Alternate Pin Functions - TeensyUser/doc GitHub Wiki
TBD: Information about how to enable / switch the alternate pin functions
PaulStoffregen First you need to understand every pin has a 8-way mux which connects it to 1 of 8 possible functions. This is described in chapter 10 of the reference manual, where you can find a huge table that shows all 8 mux possibilities for every pin. Use the schematic to translate Arduino pin numbers to Freescale's native names in that table.
You didn't mention specific pins, so I'm going to talk about pin 5. From the schematic, you can see that's "PTD7". You can find it on the very last line of the huge table, on page 209 of the MK20DX256 reference manual.
This pin has 5 of the 8 mux channels implemented. So when the pin's mux is configured to 1 (called "ALT1"), the pin is controlled by the GPIO module. Then it's set to ALT4, the pin is controlled by FTM0_CH7.
So, to answer your original question, yes you can switch between FTM input capture and FTM output compare. But both of those require the mux to be set to ALT4. Then to change how the FTM timer uses FTM0_CH7, you would write to the FTM0_C7SC register. The 4 bits MSB,MSA,ELSB,ELSA documented on pages 783-784 directly control whether the pin is PWM, input capture, output compare or other modes. Changing those 4 bits causes the pin to become an input or output, depending on which way the FTM uses it.
However, the FTM0 timer only controls pin 5 (PTD7) when its mux is set to ALT4. If you use pinMode(5, OUTPUT), the pinMode function will set the mux to ALT1, so the pin becomes controlled by the GPIO hardware. When GPIO has control of the pin, it becomes input vs output depending on the GPIOD_PDDR register.
Likewise, when the pin's mux is configured to the other settings, the pin is effectively disconnected from GPIO & FTM and fully controlled by whatever module you selected.

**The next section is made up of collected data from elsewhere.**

PR #395, opened 2024-08-02
Implemented basic function to run Geant4 simulation

bene73:
Added the function `run_geant4_simulation`, which allows the user to perform Geant4 simulations based on a given `G4JLApplication` and the amount of events that should be generated (`number_of_events`).

### Example: Generating 1000 interaction events from an electron source
In the following example, an electron emitting source is placed next to some detector (defined by the file `"detector_configuration.yaml"`). 
```julia
using SolidStateDetectors
using Geant4
using Unitful
sim = Simulation("detector_configuration.yaml")
source = MonoenergeticSource("e-", 1000u"keV", CartesianPoint(0.1, 0, 0), CartesianVector(-1, 0, 0))
application = G4JLApplication(sim, source)
events = run_geant4_simulation(application, 1000)
```
The returned value from the function has the type `TypedTables.Table` and contains all the events as a `DetectorHit` object (see [RadiationDetectorSignals.jl](https://github.com/JuliaPhysics/RadiationDetectorSignals.jl/blob/c837ec29d67de08d7b0491550886ef3eb726d854/src/detector_hits.jl#L16) for reference).

### DIFF
--- a/ext/SolidStateDetectorsGeant4Ext.jl
+++ b/ext/SolidStateDetectorsGeant4Ext.jl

If you use ALT2, then the pin is fully controlled by the CMT timer (eg, used by the IrRemote library). Using ALT0 (the default) put the pin's hardware into a low power disabled state, even if the FTM and GPIO are running.

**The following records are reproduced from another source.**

PR #405, opened 2024-09-01
2D slice plotting

hervasa2:
A long awaited feature has finally arrived!
2D slice plotting is now available via `seriestype = :slice`
```julia
plot(sim.electric_potential, φ = 0)
plot!(sim.detector, show_passives = false, st = :slice, φ = 0, legend = :topleft)
```
Screenshot 2024-09-03 at 17 24 37

It is based on the sample surface method. Only a subset of these points are selected and projected on a 2D plane which can be set with the `x,y,z,φ` attributes. Default is set to `y = 0`. Sampling density can be set as usual with `n_samples`. Even though the default density is set 5 times higher than for `:samplesurface` plots can be generated without lag.
Example:
```julia
plot(
    plot(sim.detector, st = :slice, x = 2u"mm"),
    plot(sim.detector, st = :slice, z = 0u"mm"),
    plot(sim.detector, st = :slice, φ = 90u"°"),
    layout = (1,3), size = (1000,300)
    )
```
Screenshot 2024-09-04 at 17 16 39

Sampling density was not set correctly when multiple CSGs where plotted at once (eg. `:samplesurface` in the plot recipe for SolidStateDetectors). This was corrected and carried over to `:slice`. 

Default values for `n_samples` are 40 and 100 or 200 for `samplesurface` and `:slice` respectively. `:slice` checks if any surface is coplanar with the plotting plane. In such cases  `n_samples = 100`, else `n_samples = 200`.

Looping over values for the plotting planes gives:

| Scan along `y` | Scan along `z` | Scan along `φ` |
| --- | --- | --- |
| tmp (9) | tmp (10) | tmp (11) |
| tmp (6) | tmp (7) | tmp (8) |

### DIFF
--- a/src/ConstructiveSolidGeometry/plotting/CSG/CSG.jl
+++ b/src/ConstructiveSolidGeometry/plotting/CSG/CSG.jl
@@ -6,71 +6,62 @@
     )
 end
 
+function _get_csg_plot_objects(csg::AbstractConstructiveGeometry{T}, primitive, n_samples, CSG_scale, slice_val, plotattributes) where {T}
+    projections = [:x, :y, :z]
+    if plotattributes[:seriestype] in vcat(projections,:samplesurface)
+        spacing = T((ismissing(CSG_scale) ? get_scale(csg) : CSG_scale)/n_samples)
+        samples_csg = filter(p -> in(p,csg), sample(primitive, spacing))
+        if plotattributes[:seriestype] in projections
+            samples = filter(pt -> abs(getproperty(pt, plotattributes[:seriestype]) - slice_val) < spacing/2, samples_csg)
+            proj = filter(x -> x != plotattributes[:seriestype], projections)
+            internal_length_unit*getproperty.(samples, proj[1]), internal_length_unit*getproperty.(samples, proj[2])
+        else
+            samples_csg
+        end
+    else
+        primitive
+    end
+end
+
 @recipe function f(csg::AbstractConstructiveGeometry{T}; n_samples = 40, CSG_scale = missing, slice_val = T(0)) where {T}
     seriestype --> :csg
-    xunit --> internal_length_unit
-    yunit --> internal_length_unit
+    unitformat --> :slash
     projections = [:x, :y, :z]
     ps = primitives(csg)
-    if haskey(plotattributes, :seriestype) && plotattributes[:seriestype] in vcat(projections,:samplesurface)
-        spacing::T = T((ismissing(CSG_scale) ? get_scale(csg) : CSG_scale)/n_samples)
-    end
     @series begin
         label --> "CSG"
-        if haskey(plotattributes, :seriestype) 
-            if plotattributes[:seriestype] == :samplesurface
-                zunit --> internal_length_unit
-                filter(p -> in(p,csg), sample(ps[1], spacing))
-            elseif plotattributes[:seriestype] in projections
-                samples = filter(pt -> abs(getproperty(pt, plotattributes[:seriestype]) - slice_val) < spacing/2, filter(p -> in(p,csg), sample(ps[1], spacing)))
-                proj = filter(x -> x != plotattributes[:seriestype], projections)
-                xguide --> string(proj[1])
-                yguide --> string(proj[2])
-                unitformat --> :slash
-                internal_length_unit*getproperty.(samples, proj[1]), internal_length_unit*getproperty.(samples, proj[2])
-            else
-                zunit --> internal_length_unit
-                if !isClosedPrimitive(ps[1])
-                    fillcolor := :white
-                    fillalpha --> 0.2
-                    if haskey(plotattributes, :seriestype) 
-                        if plotattributes[:seriestype] in [:csg, :wireframe] 
-                            linewidth := 1
-                        end
-                    end
-                end
-                ps[1]
+        if plotattributes[:seriestype] in projections
+            proj = filter(x -> x != plotattributes[:seriestype], projections)
+            xunit --> internal_length_unit
+            yunit --> internal_length_unit
+            xguide --> string(proj[1])
+            yguide --> string(proj[2])
+        else
+            if !isClosedPrimitive(ps[1])
+                fillcolor := :white
+                fillalpha --> 0.2
+                linewidth := 1
             end
         end
+        _get_csg_plot_objects(csg, ps[1], n_samples, CSG_scale, slice_val, plotattributes)
     end
     for i in 2:length(ps)
         @series begin
             label := ""
-            if haskey(plotattributes, :seriestype) 
-                if plotattributes[:seriestype] == :samplesurface
-                    seriesalpha --> 0.2
-                    filter(p -> in(p,csg), sample(ps[i], spacing))
-                elseif plotattributes[:seriestype] in projections
-                    samples = filter(pt -> abs(getproperty(pt, plotattributes[:seriestype]) - slice_val) < spacing/2, filter(p -> in(p,csg), sample(ps[i], spacing)))
-                    proj = filter(x -> x != plotattributes[:seriestype], projections)
-                    xguide --> string(proj[1])
-                    yguide --> string(proj[2])
-                    unitformat --> :slash
-                    internal_length_unit*getproperty.(samples, proj[1]), internal_length_unit*getproperty.(samples, proj[2])
-                else
-                    if !isClosedPrimitive(ps[i])
-                        fillcolor := :white
-                        fillalpha --> 0.2
-                        if haskey(plotattributes, :seriestype) 
-                            if plotattributes[:seriestype] in [:csg, :wireframe] 
-                                linewidth := 1
-                            end
-                        end
-                    end
-                    ps[i]
+            if plotattributes[:seriestype] in projections
+                proj = filter(x -> x != plotattributes[:seriestype], projections)
+                xunit --> internal_length_unit
+                yunit --> internal_length_unit
+                xguide --> string(proj[1])
+                yguide --> string(proj[2])
+            else
+                if !isClosedPrimitive(ps[i])
+                    fillcolor := :white
+                    fillalpha --> 0.2
+                    linewidth := 1
                 end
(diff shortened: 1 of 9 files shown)


fhagemann:
At first glance, this looks very promising to me. Are you planning to write some text for the plotting documentation?
https://juliaphysics.github.io/SolidStateDetectors.jl/stable/man/plotting/

hervasa2:
Yes. But first I would like to consider if this is the most  intuitive front end  `slice_plane` selection. What do you think of it now versus having  `x,y,...`  as keyword arguments?

fhagemann:
I think that having `x`, `y`,.. as keyword argument might indeed be more intuitive, especially keeping in mind that most users would use this together with potential slice plot.

fhagemann (changes requested):
I haven't tried out the code yet but these are my first comments from my subway ride back home.

src/ConstructiveSolidGeometry/plotting/CSG/CSG.jl
```diff
@@ -6,59 +6,71 @@
     )
 end
 
-@recipe function f(csg::AbstractConstructiveGeometry{T}; n_samples = 40, CSG_scale = missing) where {T}
+@recipe function f(csg::AbstractConstructiveGeometry{T}, primitive::AbstractPrimitive{T}, axis::Symbol, slice::T, st::Symbol; n_samples = missing, CSG_scale = missing) where {T}
+    if st == :samplesurface
+        CSG_scale = ismissing(CSG_scale) ? get_scale(csg) : CSG_scale
+        spacing = T(CSG_scale/n_samples)
```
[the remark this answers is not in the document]
hervasa2: yes, but this is never meant to be called directly. It isn internal plot recipe only called by 
```julia 
@recipe function f(csg::AbstractConstructiveGeometry{T})
```

src/ConstructiveSolidGeometry/plotting/CSG/CSG.jl
```diff
@@ -6,59 +6,71 @@
...
+        filter(p -> in(p,csg), sample(primitive, spacing))
+    elseif st == :slice
+        CSG_scale = ismissing(CSG_scale) ? get_scale(csg) : CSG_scale
+        pointtype, axisrot = CartesianPoint, axis
+        spacing = T(CSG_scale/n_samples)
```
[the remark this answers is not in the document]
hervasa2: See above about it being an internal plot recipe

src/ConstructiveSolidGeometry/plotting/SurfacePrimitives/SurfacePrimitives.jl
```diff
@@ -9,49 +9,65 @@
...
-    seriesalpha --> 0.2
+    seriesalpha --> 0.1
+    markerstrokewidth --> 0
+    markersize --> 3
+    if occursin("GRBackend", string(typeof(plotattributes[:plot_object].backend)))
+        aspect_ratio --> 1.0
+    end 
+    seriestype := :scatter
+    ()
+end
```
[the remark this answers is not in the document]
hervasa2: Yes, I noticed that with the new plot versions they were getting too dark. This looks better overall.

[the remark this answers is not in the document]
fhagemann: I see, thanks!

fhagemann:
I tried out the code, works very smoothly. Some questions I would have:
- [ ] The plot recipe is based on sampling points and plotting them as `scatter` seriestype.
   What would be the recommended syntax to draw bigger/thinner lines?
- [ ] Regarding the point above: Would it make sense to use the `linewidth` series attribute to also be able to modify the thickness of the contacts in the slice plot? The slice plot looks basically like a line and might have people thinking that it is actually a `path` plot, where the line thickness could be adjusted via `linewidth`/`lw`.
- [ ] When making slices in `ϕ`, is there any convenient way to let the method also sample points in "negative" `ϕ` direction, similar to the `full_det` keyword in the electric potential plotting?
  image
- [ ] Can we add simple examples explaining how to use the `slice` seriestype to the documentation?

src/ConstructiveSolidGeometry/plotting/SurfacePrimitives/SurfacePrimitives.jl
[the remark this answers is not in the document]
fhagemann: Just to have it documented somewhere: This is how the plots evolve based on this change.

### Before
image
### After
image

hervasa2:
All the requested changes have been pushed. `linewidth/lw` is reinterpreted as `markersize` in the internal plot recipes for `st = :slice`. `full_det` is now also suported. Additionally when a `z` slice is chosen the `projection/proj = :polar` keyword is supported.
```julia
  plot(sim.electric_potential, z = 30u"mm")
  plot!(sim.detector, st = :slice, z = 30u"mm", proj = :polar, lw = 2)
```
Screenshot 2024-09-05 at 15 42 21

src/ConstructiveSolidGeometry/plotting/CSG/CSG.jl
```diff
@@ -6,33 +6,44 @@
...
         xguide --> string(proj[1])
         yguide --> string(proj[2])
-        internal_length_unit*u, internal_length_unit*v
+        if linewidth != :auto
+            markersize := linewidth
+        end
+        if projection == :polar && axis == :z
+            if isgr aspect_ratio := :none end
+            xunit --> internal_angle_unit
+            internal_angle_unit*atan.(v,u), internal_length_unit*sqrt.(u.^2 + v.^2)
```
fhagemann, line 41: I feel like we shouldn't multiply `internal_angle_unit` here, because `atan` will always return the angle `rad` (likewise you could use `atand` to return it in degrees). I know the internal angle unit is rad, but if it should change to degree, this would break.

What you could do would be:
```julia
# Instead of internal_angle_unit*atan.(v,u)
convert.(internal_angle_unit, atan.(v,u))
# or just
atan.(v,u)
```

src/ConstructiveSolidGeometry/plotting/CSG/CSG.jl
```diff
@@ -6,33 +6,44 @@
...
-        xunit --> internal_length_unit
         yunit --> internal_length_unit
         xguide --> string(proj[1])
         yguide --> string(proj[2])
-        internal_length_unit*u, internal_length_unit*v
+        if linewidth != :auto
+            markersize := linewidth
+        end
+        if projection == :polar && axis == :z
+            if isgr aspect_ratio := :none end
```
fhagemann, line 39: Is this really needed?

src/ConstructiveSolidGeometry/plotting/CSG/CSG.jl
```diff
@@ -6,33 +6,44 @@
...
         end
         proj = filter(x -> x != axis, fieldnames(pointtype))
-        xunit --> internal_length_unit
         yunit --> internal_length_unit
         xguide --> string(proj[1])
         yguide --> string(proj[2])
-        internal_length_unit*u, internal_length_unit*v
+        if linewidth != :auto
+            markersize := linewidth
+        end
```
fhagemann, line 37: Didn't try this out, but does this also work with `lw`?

I would naively assume, that one would need something like `linewidth = seriesattribute[:linewidth]` in case the user uses an alias.

src/PlotRecipes/SolidStateDetector.jl
```diff
@@ -66,6 +66,7 @@ end
     seriestype --> :csg
     show_normal --> false
     st = plotattributes[:seriestype]
+    isgr = occursin("GRBackend", string(typeof(plotattributes[:plot_object].backend)))
```
fhagemann, line 69: Seems to me like it is not used --> can be removed.

src/ConstructiveSolidGeometry/plotting/VolumePrimitives/VolumePrimitives.jl
```diff
@@ -50,17 +47,27 @@ end
...
+        end
+        if projection == :polar && axis == :z
+            if isgr aspect_ratio := :none end
+            xunit --> internal_angle_unit
+            internal_angle_unit*atan.(v,u), internal_length_unit*sqrt.(u.^2 + v.^2)
+        else
+            if isgr aspect_ratio --> 1.0 end
+            xunit --> internal_length_unit
+            internal_length_unit*u, internal_length_unit*v
+        end
```
fhagemann, line 70: See comments above

src/ConstructiveSolidGeometry/plotting/CSG/CSG.jl
hervasa2: Yes, `lw` and `proj` are supported by having `linewidth` and `projection` in the keywords of the plot recipe.

src/ConstructiveSolidGeometry/plotting/CSG/CSG.jl
hervasa2: The only option would be 
```julia
uconvert.(internal_angle_unit, atan.(v,u))
```
since `atan` by itself does not return a unitful quantity

src/ConstructiveSolidGeometry/plotting/CSG/CSG.jl
fhagemann: `aspect_ratio = :none`

src/ConstructiveSolidGeometry/plotting/CSG/CSG.jl
fhagemann: Yes sorry, `uconvert` instead of `convert`

src/ConstructiveSolidGeometry/plotting/CSG/CSG.jl
hervasa2: Yeah not needed in the end

fhagemann (approved):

As long as the mux is configured for anything other than ALT4, that pin is effectively disconnected from the FTM0 timer and you can change from input capture to output compare or any other feature of the FTM timer by writing to FTM0_C7SC and the other FTM registers. But if you start mixing pinMode and other non-FTM usage, you must be aware of the pin mux. Only 1 of the 8 possible functions fully controls the pin at a time. The other 7 have no effect, so if you switch the mux to ALT1 for GPIO, the FTM no longer has access to the pin.
While this doesn't pertain directly to your situation, for the sake of completeness (for anyone who later finds this by searching), the very similar TPM timers (which we sometimes mistakenly call FTM for the sake of software compatibility, especially on Teensy LC) have a few minor differences. Their "SC" registers that configure the modes like input capture vs output compare can not directly change modes like FTM can. The register bits and everything else looks virtually identical, but the TPM's SC register must first be written to zero, and then you must wait a brief delay until the write takes effect (if the TPM is running from a slow clock). The TPM ignores any changes to its SC channel config registers if you don't first clear them to zero, but it defaults to zero from hardware reset, so your first write to the SC register will always succeed (and the Teensyduino startup code initializes them all to the mode used for PWM by analogWrite). Simple if you know about this little gotcha, but incredibly frustrating if you try porting complex FTM code to the TPM timers and don't know you have to clear them to zero to get any config changes to take effect!